> [What the exercise asks] Please copy exactly the lines that run from the start of the entries to the line containing "This PR improves", inclusive.

= = = = = = =

PR #1264, opened 2021-03-02
Even more fleet stuff

DeltaFire15:
## About The Pull Request
Did you know that fleets right now quite literally get regenerated every time a player encounters them and leave their already existing ships in nullspace forever, yet in the fleet, so the fleet can't be defeated if it was encountered before?
Yeah, me neither.

This PR improves some more stuff for fleets, namely
Fleets now get assembled as soon as they have a valid system, creating their ships. Further assembles will merely attemps to 'unstuck' ships that are still in nullspace when assemble is called in a loaded system (since that usually happens after the main restore_contents proc / simillar are handled). They also now store / deploy their stored ships correctly (least on local), so things should be less jank.

Additionally, fleets now will only change faction influence if there is a player ship in the system, since why'd NT give you credit for kills you weren't even in the system for it (This is mostly in preperation for some *fun* stuff but for now it's just helpful)

Oh and I also fixed the security level being reduced back to GQ if you encounter an enemy while over GQ (Zebra, or Delta). Rejoice.

## Why It's Good For The Game
Fix man good.

## Changelog
:cl:
fix: Fleets should no longer sometimes be undefeatable due to ships stuck in nullspace.
fix: Encountering an enemy will no longer force your alert level down to general quarters if it is higher.
code: Somewhat changed how fleets assemble themselves aswell as how they move.
balance: Fleets that are defeated outside of systems with players in them no longer modify influence (aka patrol completion)
balance: Pirate fleets are now worth less influence due to them being very easy to defeat.
/:cl:

### DIFF
--- a/nsv13/code/controllers/subsystem/starsystem.dm
+++ b/nsv13/code/controllers/subsystem/starsystem.dm
@@ -352,6 +352,7 @@ Returns a faction datum by its name (case insensitive!)
 		var/datum/fleet/fleet = new fleet_type(src)
 		fleet.current_system = src
 		fleets += fleet
+		fleet.assemble(src)
 	if(preset_trader)
 		trader = new preset_trader
 		//We need to instantiate the trader's shop now and give it info, so unfortunately these'll always load in.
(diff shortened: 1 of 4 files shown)


Kmc2000 (approved):
No issues have cropped up thus far

PR #1279, opened 2021-03-07
Munitions QOL pass!

Kmc2000:
## About The Pull Request

image

I had a play around with munitions and noticed a few things that could be improved upon, sooo here we go!

My notes from playing:

* Gauss is incredibly underpowered, and as an MT I was actively told to get off gauss. 
- To address this, Gauss has had its maximum ammo buffed, additionally, you can now call up the gauss rack as a gunner!
- Gauss racks can now be upgraded to support AmBer style loading with conveyors, you can find the chip in advanced munitions
- Gauss loading / Animation length has been slashed to let you get in more quickly, it's also received some code touchups.

* The munitions trolley is never used
- People use crates instead because of their lack of delay, and superior mobility. To this effect, I've made the munitions trolley loadable via conveyor belts. (It's also had a much needed UI revamp)

* People disregard the way I originally intended them to load the NAC.
- Instead of using conveyor systems like the ones we laid out on our maps, they just leave the powder laying about. 
- To fix this, I've given munitions ammunition sorters! Theyre all controlled via one central console, and can be tweaked / renamed to your liking. These should allow for more creative ammo loading setups. The boards are again, researchable. 
- Ammo racks are a major part of this update. I'm hoping to see more MTs involved in cannon loading, perhaps with one dedicated "preloader" who racks the right shells and powder onto the conveyor and so on.

## Why It's Good For The Game

Munitions is pretty fun, but I feel like they could use a little more room for creativity without exploiting janky game mechanics.

## Changelog
:cl: Kmc2000
add: Added munitions ammo racks! Store your ammo in a more organised fashion today.
tweak: Gauss has been significantly buffed to become more viable, check out the autoloading upgrade in the tech tree.
tweak: Gauss gunners can now raise the gun rack, assuming it's loaded. No more confusion about whether the gun's got ammo.
tweak: The munitions trolley has been modernised, and can now be loaded via conveyor.
/:cl:


covertcorvid:
Can you add deconstruction for the VLS while you're at it?

PR #1294, opened 2021-03-15
Fleet combat - Tabletop edition

DeltaFire15:
## About The Pull Request
You know how it's weird that fleets don't actually fight eachother if you aren't in the system?
Turns out they are playing dice games instead!

Every *3* minutes (subject to change probably, depending on if it seems too fast / slow), the starsystem controller goes through all systems with conflict (aka, systems with fleets of at least 2 different factions) and lets them handle combat.
Each ship of every fleet fires at one ship of a hostile fleet, using dice rolls (Target / Evade / Armor / Damage)
The final damage value then gets multiplied by DICE_DAMAGE_MULTIPLIER to convert it into actual integrity damage. Value can be tweaked for if npc fleets are supposed to beat eachother's heads in faster or slower.

Oh also the Syndicate armada can now actually siege Sol if it ever gets there, giving the players a FTL-esque timer before the system falls. Can be halted via being in the system, or reset if the armada is destroyed.

For admins: The star_system controller now contains a enable_npc_combat var, which when set to FALSE / 0 stops that sort of combat from happening. Useful if you are doing some stuff and don't want things to happen 'offscreen'.

Tested all of it on local and works fine there. Threw a bunch of fleets at eachother a few times, watched Sol getting sieged and simillar. Should probably be testmerged first regardless.

## Why It's Good For The Game
Having fleets fight eachother even without players around should bring a bit of life to the galaxy, especially considering you can now, say, find a Syndicate fleet that's already heavily damaged after having fought a NT fleet and is down its carrier, or simillar things that can liven up things a bit

## Changelog
:cl:
add: Fleets now also fight when no player ships are in the system.
add: The Syndicate Armada can now actually siege Sol.
/:cl:


Pontenerd:
Let ghosts gamble on the results of fights

DeltaFire15:
> > Every 3 minutes, the starsystem controller goes through all systems
> 
> Is this going to cause lag? Potentially in the middle of combat?

Shouldn't cause any noticable lag, considering it iterates through a maintained list (so just a few systems instead of all of them), plus the combat itself is just a few operations for each ship in battle.
If against my assumptions, it does cause lag (aka, processing use / overtime of the starsystem controller spikes during battleticks), could thrown in a invoke async aswell which'd make it at its own timing (a bit vulnerable to race conditions in very rare cases, but still not much of a issue regardless)

Karmic-Skink:
Are we checking points off when fleets get defeated from this? Really don't want patrols completing from the tabletop simulation.

Kmc2000 (approved):

PR #1300, opened 2021-03-18
Allows the Ion sabre to actually hit things that aren't humans

Bokkiewokkie:
## About The Pull Request

The Ion sabre was missing a line of code that allowed it to function as a normal weapon against things that aren't humans.
Also made it toggle on/off better and made it sharp, it's a sabre for a reason.
Oh and it has a material value now, so that's cool.

## Why It's Good For The Game

Ided from carp because sword would no interact when do the clicky

## Changelog
:cl:
fix: Fixed the ion sabre not being able to hit non-human targets.
/:cl:


Bokkiewokkie:
@Kmc2000 Can you like... actually testmerge it though?

Kmc2000 (approved):

PR #1297, opened 2021-03-18
The Beebasening 2021

covertcorvid:
## About The Pull Request
Merges BeeStation-Hornet as of March 19th into our codebase

## Why It's Good For The Game
Up to date code?

## Changelog
:cl:
code: Merged current Bee code
/:cl:

PR #1322, opened 2021-04-01
[WIP]Genpop 

GoatMonarch:
## About The Pull Request
This PR is going to add genpop to our maps. Basically, refurbishing perma into a general population cell. Where you are given an ID with a set timer. Code is yoinked and cherrypicked from [Oracle](https://github.com/OracleStation/OracleStation/pull/419).

Todo:

- [x] Get it to compile
- [ ] Fix it so our officers no longer has zero access
- [ ] Make the turnstill actually function
- [ ] More bug testing
- [x] Wait for #1297 to be merged 
- [ ] Profit

## Why It's Good For The Game
This is arguably one of the few good things from Oraclestation. Being thrown into brig is less of a hazzle for you and the security officers.
You: Can drop the soap in the cell showers, and talk about the weather to the mime stuck there with you.
Officers: Don't have to babysit your ass untill the timer is over, for you can just walk out yourself.

## Changelog
:cl:
add: Genpop is now a thing! 
imageadd: Turnstils and security closets.
tweak: Prisoner IDs renamed to Convict IDs.
add: They got a timer function too!
/:cl:


code/__DEFINES/access.dm
```diff
@@ -70,6 +70,8 @@
 #define ACCESS_FL 73 //NSV13 - FL tagged decorated fighter
 #define ACCESS_MINING_ENGINEERING 74
 #define ACCESS_MINING_BRIDGE 75
+#define ACCESS_ENTER_GENPOP 76 //NSV13 - Access to enter genpop
```
Kmc2000, line 73: Can you not use one-way door access helpers here? like in medbay

GoatMonarch: Dunno if the one-way door helper will work here. Since the turnstill technically is not an airlock.
I'll give this some testing though once I got the turnstills working.

tgui/src/interfaces/genpop_timer.ract
```diff
@@ -0,0 +1,17 @@
+<ui-display title='Genpop Timer' button>
```
Kmc2000, line 1: Let me know when you're mostly done with this PR, this is a tgui 1.0 interface, I'll help you update it.

GoatMonarch:
> Let me know when this gets approved and I'll turn Aether security upside down

It's actually #1367 you should keep your eye on. As Kmc got this and I've moved onwards to Lawyer additions Soon™. Kmc is gonna create an example settup on one of our ships that you can copy from.

PR #1324, opened 2021-04-02
April fools is literally bricking the job selection this is funny but also really isn't

DeltaFire15:
## About The Pull Request
The april fools holiday sets Clown as overflow job. Apparently, this bricks everything and causes every single job to runtime.
So. This removes the line doing that.

It-works-on-localTM

Attendum: The main cause for this is likely a race condition between the holiday triggering, and the mapping subsystem not having finished initing, leading to errors.

## Why It's Good For The Game
180 Job runtimes, after init.

## Changelog
:cl:
fix: The april fools holiday no longer tries to do something that bricks every single job.
/:cl:


DeltaFire15:
CI failing due to unrelated issues.

Kmc2000 (approved):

= = = = = = =

> [Solution for this exercise]
PR #1264, opened 2021-03-02
Even more fleet stuff

DeltaFire15:
## About The Pull Request
Did you know that fleets right now quite literally get regenerated every time a player encounters them and leave their already existing ships in nullspace forever, yet in the fleet, so the fleet can't be defeated if it was encountered before?
Yeah, me neither.

This PR improves some more stuff for fleets, namely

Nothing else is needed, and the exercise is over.